* _Problem to solve_:
One number is the whole answer: how many lines of the material hold "stays".

_ _ _

PR #2109, opened 2026-09-12
fix(tools): MemoryReviewer --dry-run builds the prompts and stops

### LINKED ISSUE #2073: MemoryReviewer `--dry-run` calls the model and writes to the health ledger, while its own header promises "no inference"
`MemoryReviewer.ts` documents `--dry-run` as **"extract + prompt, no inference"** (line 28 of the file's own header). It calls the model anyway, and it also writes into the two artifacts CortexHealth reads to judge reviewer health. Measured on v7.40.4.

## The mechanism

`review()` threads `dryRun` into exactly one place — `dispatchItems()`:

```ts
const { summary, results } = dispatchItems(parsed.output.items, { dryRun: opts.dryRun });
```

Everything upstream of that runs unconditionally: `inference()` (twice, if the parse retry fires), `writeRunDebug()` (creates `MEMORY/OBSERVABILITY/reviewer-runs/<runId>/`), and `logRunSummary()` (appends a row to `MEMORY/OBSERVABILITY/reviewer-runs.jsonl`). The flag suppresses the memory writes and nothing else.

## Measurement

Counting run directories and ledger rows around one `--dry-run`, with a synthetic transcript and a counting double at the inference boundary:

| | before | after |
|---|---|---|
| `reviewer-runs/` directories | 254 | **255** |
| `reviewer-runs.jsonl` rows | 257 | **258** |
| calls to `inference()` | — | **1** |

## Why the ledger half is worse than the cost

`CortexHealth.reviewerEvidence()` treats a run directory newer than the latest ledger row as an orphaned run, and past `reviewerRunGraceMs` reports it as `timed-out` with a fabricated `consecutiveFailures` streak:

```ts
if (latestDir && Number.isFinite(latestDirMs) && (!Number.isFinite(latestRowMs) || latestDirMs > latestRowMs)) {
  ...
  if (nowMs - latestDirMs > thresholds.reviewerRunGraceMs) return { status: "timed-out", ... };
}
```

So the "safe" command can make the health check report a timeout that never happened, and every dry run inflates the denominator that `MemoryFixesCheck`, `MemoryInsights` and `MemoryStatus` read. A flag that promises to touch nothing, and is therefore reached for precisely when someone is being careful, is the worst place to put an unlogged side effect.

## Suggested shape

Split the two things the flag was doing:

- `--dry-run` returns right after the prompts are built — no inference, no run directory, no ledger row — and prints what it would have sent (transcript, exchange count, prompt sizes).
- a separate `--preview` keeps today's useful behaviour (call the model, show the parsed items, write no memories), with its artifacts in their own directory so they can never be mistaken for a run, and no ledger row.

## Sibling in the same release

`KnowledgeDistill.ts run --headless --dry-run` spawns `Inference.ts --level high --timeout 240000` **before** it checks the flag. There the spend is arguably inherent — the digest preview *is* the synthesis — so the fix is the usage text saying so, not a return. Worth a line either way, since today the cost is discovered by paying it.

Happy to send a PR for either or both.

pai-scaffolde:
Reproduced on a fresh LifeOS 7.40.4 install (macOS, Claude Code in the Claude desktop app); the fix was applied to that install and run there before filing. Fixes #2073 (the shape suggested there is the one taken).

## Observed

`bun LIFEOS/TOOLS/MemoryReviewer.ts review --dry-run` called the model, created `MEMORY/OBSERVABILITY/reviewer-runs/<runId>/` and appended a row to `reviewer-runs.jsonl`, while the file's own header (line 28) promises "extract + prompt, no inference".

## Root cause

`review()` threads `dryRun` into exactly one place, `dispatchItems()`. Everything upstream of that — `writeRunDebug()`, `inference()` (twice on a parse retry), `logRunSummary()` — runs unconditionally. Those two artifacts are what `CortexHealth.reviewerEvidence()` grades: a run directory newer than the latest ledger row is treated as an orphaned run and, past the grace window, reported `timed-out`; every dry run also inflates the reviewer denominators `MemoryFixesCheck`/`MemoryInsights`/`MemoryStatus` read.

## Fix (behavior, so the header becomes true)

`review()` returns right after the prompts are built when `dryRun` is set: no inference, no run directory, no ledger row. The result carries `dry_run: true` and `prompt_chars` (system/user sizes) alongside `transcript` and `exchanges`, so the operator sees what would have been sent. `dispatchItems()` keeps its own `dryRun` option (the smoke test uses it); `review()` no longer passes it since a dry run never reaches dispatch. The header line is unchanged because it now describes the code.

## How tested

`bun MemoryReviewer.ts test` (the tool's existing self-test), run under a temp HOME with the USER/MEMORY symlink layout, gains five checks: dry run returns `ok` with `dry_run`, `inference_duration_ms === 0` and no `dispatch_summary`, run-dir count unchanged, ledger row count unchanged, prompt sizes reported.

```
upstream file + the new checks (negative control):  dry-run: no run directory written — 1 → 2 ✗ ; no ledger row written — 1 → 2 ✗
patched:                                              all five dry-run checks ✓
```

The remaining self-test checks are unchanged before and after. Transpiles. On the live install: `review --dry-run` leaves the run-dir and ledger counts unchanged, and Cortex health reports ok.


danielmiessler:
Ported: `--dry-run` returns after prompt assembly with no inference, run dir or ledger row (credited with #2073). Next release carries it. Thanks, @pai-scaffolde.

Issue #1605, opened 2026-07-24
MemoryGraph.ts cannot run as shipped — graphology deps missing from install/package.json


cristbc:
## Summary

`LIFEOS/TOOLS/MemoryGraph.ts` imports three packages that `install/package.json` does not declare, so it fails at import on a stock install. The Pulse memory-graph endpoint explicitly instructs the user to run it, which means the graph layer is unreachable out of the box and fails with no signal anywhere in the UI.

## Evidence

`MemoryGraph.ts` imports:

```
graphology
graphology-communities-louvain
graphology-metrics/centrality/pagerank
```

`install/package.json` declares exactly one dependency: `yaml`.

Result on a stock install:

```
$ bun LIFEOS/TOOLS/MemoryGraph.ts build --all
error: Cannot find package 'graphology' from '.../LIFEOS/TOOLS/MemoryGraph.ts'
```

## Why it stays invisible

`/api/memory/graph` returns an empty graph plus a remediation string:

```json
{"nodes":[],"edges":[],"communities":[],"built":null,
 "note":"run: bun LIFEOS/TOOLS/MemoryGraph.ts build --all"}
```

The UI renders that as "not built yet," which is indistinguishable from "you haven't run it." Following the instruction produces a module-resolution error in a terminal, not in Pulse — so unless the user runs it by hand and reads stderr, the graph simply never exists. `KnowledgeGraph.ts` (the superseded tool) has the same import.

## Impact

This is the whole declared-edge graph layer: Louvain communities, PageRank god-nodes, betweenness bridges, orphan detection, `MEMORY/GRAPH/graph.json` and `PATTERNS.md`. On an install with a few hundred knowledge notes it is a substantial feature, and it is 100% local — no network, no model calls, sub-second.

For reference, after adding the three packages the first build on a real corpus took 0.1s and produced 497 nodes, 1306 edges, 23 communities, 2 orphans. The output is genuinely useful; it just cannot run as shipped.

## Proposed fix

Add to `install/package.json`:

```json
"graphology": "^0.26.0",
"graphology-communities-louvain": "^2.0.2",
"graphology-metrics": "^2.4.0"
```

Optionally, have the `/api/memory/graph` note distinguish "never built" from "build failed" by attempting a resolve and surfacing the error — the current wording sends the user to a command that cannot succeed.

## Related

Same class as #1600 (documented remediation that cannot work as shipped): the instruction is present, the machinery behind it is not.

[...]

PR #2111, opened 2026-09-12
fix(tools): MemoryGraph no longer crashes on an empty corpus

pai-scaffolde:
Reproduced on a fresh LifeOS 7.40.4 install (macOS, Claude Code in the Claude desktop app); the fix was applied to that install and run there before filing. (#1605 / PRs #1407, #1408 covered the graphology deps and duplicate slugs, not this.)

## Observed

`bun LIFEOS/TOOLS/MemoryGraph.ts patterns` on a fresh install (empty `MEMORY/KNOWLEDGE`, empty `MEMORY/WORK`):

```
error: graphology-metrics/centrality/pagerank: failed to converge.
      at build (LIFEOS/TOOLS/MemoryGraph.ts:552:13)
exit 1
```

## Root cause

`computePatterns()` calls `pagerank.assign(graph, ...)` unconditionally. graphology-metrics 2.4.2's power iteration checks `error < N * tolerance`; with `N = 0` that is `0 < 0`, never true, so it exits the loop unconverged and throws. Measured boundary (probe against the shipped node_modules): 0 nodes throws; 1 node, 2 nodes with or without an edge, 3-node path all converge. `louvain.assign` on the empty graph is fine. So the crash is exactly "no notes yet", i.e. every fresh install until the first knowledge note lands.

## Fix

Skip `pagerank.assign` when `graph.order === 0`. Every downstream reader of the `pagerank` attribute iterates the node list, which is empty, so `PATTERNS.md` and `graph.json` are emitted with 0 nodes instead of a crash. Graphs with nodes take exactly the old path.

## How tested

`LIFEOS_DIR=<tmp with empty MEMORY/KNOWLEDGE + MEMORY/WORK> bun MemoryGraph.ts patterns`: exit 1 with the trace above before; exit 0 after, `MEMORY/GRAPH/PATTERNS.md` + `graph.json` written. Also exit 0 for `patterns --all` on the empty corpus and for a one-note corpus. Verified on the live install as well.


danielmiessler:
Ported: pagerank is skipped on an empty graph. Next release carries it. Thanks, @pai-scaffolde.

PR #2112, opened 2026-09-12
fix(pulse): Arbol scanners are configured by their worker keys, not by config.yaml existing

pai-scaffolde:
Reproduced on a LifeOS 7.40.4 install (macOS, Claude Code in the Claude desktop app) that has Arbol configured for other uses; the fix was applied to that install and run there before filing.

## Observed

With `~/.config/arbol/config.yaml` carrying only `subdomain` and `auth_token`:

```
GET /api/bunker/arbol      → 502 {"error":"arbol worker unreachable: scanner returned HTTP 404"}
GET /api/bunker/sitehealth → 502 {"error":"site-health worker HTTP 404"}
GET /api/bunker/critical   → {"configured":true,"reachable":false,"reason":"scanner returned HTTP 404"}
```

and `/api/bunker` folds `security_source: { state: "unreachable" }` into every app card — a red "scanner unreachable" face on an install that has no scanner.

## Root cause

`LIFEOS/PULSE/modules/bunker.ts` `arbolConfig()` treats the mere existence of Arbol's general config file as "a security scanner and a site-health worker exist": when `security_worker` / `site_health_worker` are absent it substitutes default names (`infra-security`, `site-health`) and `fetchArbol()` / `siteHealthReport()` go fetch `https://<default>.<subdomain>.workers.dev/...`. The 404 that comes back is then classified `unreachable`. The module's own `ArbolFetch` type already has the state for this — `{ state: "not-configured" }` — but only a missing file could reach it.

## Fix

A worker exists only when its key is set. `arbolConfig()` returns `securityWorker` / `siteHealthWorker` as optional with no defaults; `fetchArbol()` returns `not-configured` when `security_worker` is unset (so `/critical` reports `configured:false`, `/arbol` 503 "security scanner not configured", and the app cards get `security_source: not-configured`, which renders silent by design); `siteHealthReport()` returns 503 "site-health worker not configured" when `site_health_worker` is unset. Installs with the keys set take exactly the old path. `monitorWorkersRe()` already filtered undefined names, so the cost card is unaffected.

Behavior change to disclose: an install whose workers really are named `infra-security` / `site-health` and that never set the two keys (the original comment implies such installs exist) now reads `not-configured` until it adds `security_worker:` and `site_health_worker:` to config.yaml. That is deliberate — the dropped defaults were the mechanism of the bug: a default name is a claim that a worker exists, and on any Arbol install without one it is false.

## How tested

Probe through `handleRequest` with `HOME` pointed at a temp dir whose `.config/arbol/config.yaml` holds `subdomain` + `auth_token` only (the probe's fetches went to a non-existent `*.workers.dev` host and got Cloudflare's 404, which is the real-world failure):

| | unpatched | patched |
|---|---|---|
| `/arbol` | 502 unreachable (HTTP 404) | 503 not configured |
| `/sitehealth` | 502 HTTP 404 | 503 not configured |
| `/critical` | configured:true, reachable:false | configured:false |

With both keys added to the same file the patched module behaves exactly as before (attempts the fetch → unreachable on 404). Transpiles. On the live install the bunker tab's security source now reads not-configured instead of unreachable.


danielmiessler:
Ported: the Arbol workers are optional with no default names and a `not-configured` state. Next release carries it. Thanks, @pai-scaffolde.

PR #2113, opened 2026-09-12
fix(pulse): read Bunker monitor state from the USER tree, not ~/.bunker

pai-scaffolde:
Reproduced on a LifeOS 7.40.4 install (macOS, Claude Code in the Claude desktop app) running a local Bunker reference implementation that writes its state under the USER tree; the fix was applied to that install and run there before filing.

## Observed

The Pulse overview (`/api/telos/overview`: live projects, status metrics, team) never showed any Bunker-monitored app, while the monitor state file existed at `<USER data home>/PULSE/Bunker/monitor-state.json` next to the Bunker shots the bunker module reads.

## Root cause

`LIFEOS/PULSE/Observability/observability.ts:4018` hardcodes `BUNKER_STATE_FILE = join(HOME, ".bunker", "monitor-state.json")` — a home-relative dot-directory outside both the config root and the USER data home. `BunkerSystem.md` (release note) says per-app Bunker state lives in the user tree; `SystemUserBoundary.md` places all per-install state under the USER data home; `PULSE/modules/bunker.ts` already keeps its Bunker data in `USER/PULSE/Bunker/`. The path predates the boundary and nothing else in the tree references `~/.bunker`.

## Fix

Resolve the file as `join(USER_DIR, "PULSE", "Bunker", "monitor-state.json")` — `USER_DIR` is the constant the rest of observability.ts already uses for USER-tree reads (it resolves through the `LIFEOS/USER` symlink to the data home), and `PULSE/Bunker/` is the directory bunker.ts uses. `readBunkerState()` and its three consumers are unchanged. An existing `~/.bunker/monitor-state.json` moves to `USER/PULSE/Bunker/`.

## How tested

Probe: `startObservability({enabled:true})`, `GET /api/telos/overview` through `handleObservabilityRequest`, `HOME` pointed at a temp dir holding `.claude/LIFEOS/USER/PULSE/Bunker/monitor-state.json` with one green app `demo-app`:

```
unpatched: 200, response never mentions demo-app  (reads ~/.bunker/monitor-state.json, absent)
patched:   200, response includes demo-app
```

Transpiles. On the live install the overview now lists the monitored apps after a Pulse restart.


danielmiessler:
Ported: monitor state is read from `USER/PULSE/Bunker/`. Next release carries it. Thanks, @pai-scaffolde.

PR #2119, opened 2026-09-14
fix(Doctor): accept native binaries in the hook-interpreter probe

Rubix-BNL:
## Problem

`checkHookInterpreters` in `LIFEOS/TOOLS/Doctor.ts` requires a `#!` shebang from every hook command given as a path. A compiled executable registered as a hook has no shebang, so `Doctor --hooks` flags it as broken:

```
cc-status: no #! shebang
```

Concrete case: iTerm2's `~/.config/iterm2/cc-status` (a Mach-O binary) wired as a status-line/hook command. `exec()` runs it without issue; only scripts need an interpreter line.

## Fix

Read the first four bytes of the resolved file and skip the shebang check when they are an ELF, Mach-O (32/64, either byte order) or fat/universal header. Everything else keeps the existing path (mode check, shebang check, interpreter lookup).

## Verification

- `bun LIFEOS/TOOLS/Doctor.ts --hooks` on an install with the iTerm2 binary hook: `hook interpreters: every registered hook resolves ✅` (was `needs attention` before).
- Script hooks unchanged: a hook without shebang still reports `no #! shebang`.

https://claude.ai/code/session_017w3q9FbuWxcW9fmh8G39NK


danielmiessler:
Ported: the hook-interpreter probe accepts ELF, Mach-O and fat binaries before the shebang test. Next release carries it. Thanks, @Rubix-BNL.

PR #266, opened 2026-09-15
memory recorder: attach each syscall hook's exit before its enter; tag scratch entries by leg

josefbacik:
## Summary

The memory recorder pairs each mmap/munmap/brk syscall's enter and exit through one per-thread scratch map shared by the three legs (`memory_syscall_scratch`, keyed by tgidpid). Two defects in that pairing, one of them visible in recorded data:

1. **Attach order.** The six classic programs (and the six trampoline ones) attached enter-before-exit, one program at a time (`attach_program_set` walks the list by name; each attach is a perf_event_open + ioctl round trip, and the first syscall tracepoint also walks every task to flag it, so consecutive attaches are 100 µs to milliseconds apart on a busy host). A syscall that entered after its enter program was live and returned before its exit program was live left a scratch entry nobody consumed; the thread's next brk, if its own enter fell before `sys_enter_brk` was live and its exit after `sys_exit_brk` was, paired with that entry and recorded `new_brk − <the munmap's address>` as the brk delta: page-aligned negative deltas of 13–46 TB (the mmap region minus the PIE heap) under an ordinary glibc `free → systrim → brk` stack — a handful of rows a week across thousands of hosts. Each set now lists the exit before the enter (`MEMORY_SYSCALL_TP_PROGS`, `MEMORY_SYSCALL_FENTRY_PROGS`; the raw pair kept uniform), so a syscall spanning the attach gap can only exit without an enter, which the exit programs already ignore. Detach order needs no care: the map dies with the capture.
2. **Untagged entries.** The scratch entry carried no leg, so an exit paired with whatever it found. `memory_syscall_args` gains a `leg` tag set by each enter (`enum memory_syscall_leg`); `memory_syscall_scratch_take()` drops an entry of another leg and counts it as a new missed-events class, `MISSED_MEMORY_XLEG_EVENT` (index 9, label `memory-xleg`): a counter track beside the memory loss track in the trace, and an exit-summary line printed unconditionally so a zero is a positive reading — `Memory syscall scratch cross-leg drops: N`. Expected 0 after (1); a count says an enter ran without its exit some other way and was already neutralized.

Also fixed on the way: `missed_events` was re-sized to the CPU count at open (`set_max_entries(num_cpus)`), which on a host with fewer CPUs than classes left the high classes unallocated — their lookups returned NULL in the programs and 0 in the summary, so a 4-CPU machine reported "Missed memory events: 0" whatever it lost. The map keeps its declared size now (a per-CPU array already holds one value per CPU behind each slot); the load-shape probe does the same.

No schema change: no table or column changes (the counter track is one more class in the existing missed-events tracks; the `SCHEMA_VERSION` is untouched). No behaviour change for a correctly paired syscall; the `−EINTR` and `old_brk == 0` guards stay.

## How it was found

Page-aligned negative brk rows of 7–46 TB, about one a day across many memory-recorded hosts, survived the earlier brk fixes (#199's address-as-delta guard, #226's `−EINTR` guard). The rows with a live `libc.so.6:brk` leaf carry `brk ← __default_morecore ← (systrim) ← free ← <the program's allocator>` — the same frames as the ordinary −100 MB … −1 GB trims recorded from the same processes. A glibc `systrim` trims the free top chunk; a 30–41 TB top chunk does not exist (the main arena grows below the mmap threshold per step, and TB requests go to mmap), so the new break was real and the previous break was not the heap: it was whatever the thread's scratch entry held, and a munmap's address (the mmap region, above the PIE heap) gives exactly a negative delta of that size and never a positive one. The source then shows the untagged shared entry and the enter-first attach order.

## Testing

- `cargo fmt --check`; `cargo clippy --all-targets -- -D warnings`; the lib suite, with `test_memory_syscall_program_sets_attach_exit_before_enter` added (every set lists each leg's exit before its enter, pairwise by name).
- The BPF object's load-shape gate in a vanilla 6.12.0 guest (`bpf_load_shapes -f every_shape_loads`): every shape loads with the changed scratch struct and the new class.
- Map/context pairing: `memory_syscall_scratch` (a preallocated HASH) is written only by the syscall-context programs; `missed_events` is a per-CPU array; nothing new is written from the `perf_event` program.
- Prepared on top of #247 (the opt-in raw-tracepoint form of the same hooks) and rebased onto `main` after that merge; the patch is unchanged.


josefbacik:

Reviewed as commit `5ae6008b` on its then-base `d9d545e5`; the same patch, byte-identical (`git range-diff` reads one `=` row), is `94e5ba2a` on `main` at v1.20.4 after #247 merged.

Executed in-session by the author over the full diff of commit `5ae6008b` against its base `d9d545e5` (the opt-in raw-tracepoint form of the same hooks): `src/bpf/systing_system.bpf.c` (+62/−4), `src/systing_core.rs` (+91/−22), `src/session_recorder.rs` (+4/−0). Five passes as the definition lays them out: structure, Rust quality, BPF quality, schema & versioning, integration.

### Summary

A small, well-bounded correctness fix to the memory recorder's syscall pairing: each leg's exit program now attaches before its enter (closing the attach-gap window that created stale scratch entries), the scratch entry carries the leg that wrote it (so an exit never pairs with another leg's entry), and the cross-leg drop is counted as a missed-events class. The change also removes a latent sizing bug that left high missed-events classes unallocated on small hosts. No schema change; no behaviour change for a correctly paired syscall. Nothing blocks.

### Critical Issues

None.

- Schema & versioning: no table, column or `SCHEMA_VERSION` change; `Cargo.toml` untouched; `SCHEMA_CHANGES.md` needs no entry (the new counter track is one more class of the existing missed-events tracks, keyed by label).
- Recorder consistency: no new per-event table; the missed-events counter tracks carry no thread identity by design.
- BPF map/context pairing: `memory_syscall_scratch` (preallocated HASH) is written only from syscall-context programs; `missed_events` is a per-CPU array; nothing new is written from the `perf_event` program.

### Improvements

- `memory_syscall_scratch_take()` returns the map value pointer and leaves the copy-then-delete to the callers, as the three exit commons already did. A version that copies into a caller-provided struct and deletes inside the helper would remove the repeated `struct memory_syscall_args args = *saved; bpf_map_delete_elem(...)` pair from the three callers, at the cost of a memcpy the mismatch path does not need. Optional; the current shape keeps the diff minimal and the verifier's view unchanged.

### Suggestions

- The exit-summary line for the new class prints under `opts.memory` while the `Missed memory events` line prints under `opts.memory || opts.memory_alloc`. Correct — the syscall legs exist only under `opts.memory` — but a one-line comment at the print site would spare the next reader the question.
- A deterministic e2e of the cross-leg drop (a thread that munmaps then holds a brk across the capture's attach) is not reliably reproducible in the VM test runner; the attach-order unit test plus the always-printed counter line are the practical guards, which the change provides. Nothing further asked.

### Positive Notes

- The attach-order invariant is pinned by `test_memory_syscall_program_sets_attach_exit_before_enter`, pairwise by name over all three sets, so a future reorder fails a test rather than silently reopening the window.
- The BPF change is three tagged initializers and one small `__always_inline` helper replacing three bare lookups — the deduplication the definition asks for — with a compare on a `u32` and no new map or ringbuf data; the release-compiler object shows the expected shape in `sys_exit_brk` (lookup → NULL check → leg compare → delete + counter on mismatch), and every load shape still loads on the 6.12.0 guest.
- The `missed_events` sizing fix is the right reading of `BPF_MAP_TYPE_PERCPU_ARRAY` (`max_entries` counts keys; each key already holds one value per possible CPU) and is applied at both open sites so the load-shape probe still mirrors the real open path.
- Comments explain why (the attach gap, the counter's meaning), name functions and fields rather than line numbers, and the doc comments on the three program-set constants carry the invariant where the next editor will see it.

### Verified locally
- `cargo fmt --check` clean; `cargo clippy --all-targets -- -D warnings` clean; the lib suite 591 passed / 0 failed (the new test included).
- The BPF object's load-shape gate in a vanilla 6.12.0 guest (`bpf_load_shapes -f every_shape_loads`, built with the release compiler): 35 of 35 shapes load, `1 passed; 0 failed`.

PR #267, opened 2026-09-15
duckdb: read the recorder's manifest before the import transaction

josefbacik:
## Why

`import_directory` reads the recorder's manifest (`systing_manifest.parquet`) inside the one transaction that builds the trace database (#261). `read_manifest`'s contract is that a manifest which is present but unreadable is provenance that must not cost the tables: the error is reported on stderr and the manifest reads `None`. Inside an explicit transaction that contract no longer holds. DuckDB invalidates a transaction on the reader's error class — an invalid-input or IO error, unlike a binder, catalog, parser or permission error — so once `read_parquet` has failed on the damaged file, every later statement in the transaction fails with `Current transaction is aborted (please ROLLBACK)`, `import_tables` fails at its first statement, the import fails whole, and `parquet_to_duckdb_with_options` removes the database it created. A damaged manifest — the shape a writer killed between the tables and `finish()` leaves behind — turned into a lost trace database, where in autocommit the same directory imported with the warning.

## What

The manifest is read before the transaction begins, after `configure_for_bulk_io`: one read-only statement in autocommit, on a file at most a few hundred bytes long. The guard's warnings still name the writer (the manifest is read first, as before), and the manifest's values are still written to the `_traces` row inside the transaction. Nothing else moves: the schema, the metadata rows and every table import stay inside the one transaction, and the caller's removal of a refused import's database is unchanged.

## Tests

- `test_import_keeps_the_tables_when_the_manifest_is_damaged` (new): a valid `cpu_info.parquet` beside a `systing_manifest.parquet` of non-parquet bytes. The import succeeds, `recorder` reads `None`, the `_traces` row carries no recorder fields, and the table's row is there. At the parent commit this test fails with the transaction error above.
- `test_parquet_to_duckdb_failed_import_leaves_no_half_built_database` now reads the rollback itself. Before, it reopened a path the caller had already removed, which finds an empty database whether or not anything was committed. It now pins the removal of the file and its write-ahead log on the caller's path, then calls `import_directory` directly against an open connection and counts `information_schema.tables` on that connection after the error: 0, because the transaction rolled back.

## Runtime evidence

`rustfmt --check` (edition 2021) is clean on the file. The transaction's behaviour was observed on DuckDB 1.5.5 through the Python package (the crate pins libduckdb 1.5.4): in autocommit a failed `read_parquet` on a file of non-parquet bytes is its own statement and the next statements run; inside `BEGIN … COMMIT` the same failure (`No magic bytes found at end of file`) is followed by `Current transaction is aborted (please ROLLBACK)` on every later statement and the table created before it does not exist afterwards; the read moved before `BEGIN`, the transaction's imports succeed; a binder-class error (a missing column) inside a transaction does not abort it; a truncated parquet aborts it the same way. The crate's clippy and test suite — the two tests among them — were NOT run before this push: no cargo build resolves on the host this was written on, so this PR's own CI rows are that proof, and the PR stays a draft until they are green at the head.


josefbacik:
Code review — the repository's `rust-bpf-code-reviewer` definition executed in-session over the full diff of `ee89a3e7c34214c876eaa8bb6fd8c0f918df4f9c` (one file, `src/duckdb.rs`, +94/−11 on `7c32b51e`); verdict as it produced it. A first pass over the same change at its previous commit raised two comment-wording suggestions, both folded before this pass.

### Summary

A small, targeted fix: `import_directory` now reads the recorder's manifest before it opens the import transaction, so a manifest that is present but unreadable keeps the documented warn-and-continue contract instead of aborting the transaction and losing the database. The two tests pin the behaviour the change is about (a damaged manifest beside a valid table imports; a failed table import rolls back on the import's own connection). No schema, recorder, BPF or unsafe code is touched.

### Critical Issues

None.

### Improvements

None required. The move is the smallest change that restores the contract: the manifest read is a single read-only statement, so running it in autocommit costs no write-ahead-log write, and the manifest's values still reach the `_traces` row inside the transaction through `record_manifest`.

### Suggestions

- `test_parquet_to_duckdb_failed_import_leaves_no_half_built_database` now asserts the error text twice (once per path); a shared local closure would remove the duplication, at the cost of a few lines — a matter of taste, left as is.

### Positive Notes

- The rollback test now reads the rollback on the connection the import ran on, where the previous form reopened a path the caller had already removed and would have passed with or without the transaction.
- The damaged-manifest test names the failure shape it guards against and asserts both halves of the contract: the manifest reads as absent (`recorder` `None`, the `_traces` recorder fields `NULL`) and the table's data is present.
- The comment explains the DuckDB behaviour the placement depends on rather than the placement itself, so a later reader will not move the read back inside the transaction to "tidy it up".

_ _ _

* _Answer for this exercise_:
2